Start of RECORD EXTRACTS

PR #31, opened 2017-01-30
Add onErrorResumeNext and onErrorReturn operators

brianegan:
Another couple operators I've used in RxJava for Android apps, and therefore feel like it's good to include them now!

### DIFF
--- a/lib/src/transformers/on_error_resume_next.dart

End of RECORD EXTRACTS

> **ACTIVITY**
Among the lines above, find the ones containing "operators" and copy them.

> **RESULT OF THE TASK**
Add onErrorResumeNext and onErrorReturn operators
Another couple operators I've used in RxJava for Android apps, and therefore feel like it's good to include them now!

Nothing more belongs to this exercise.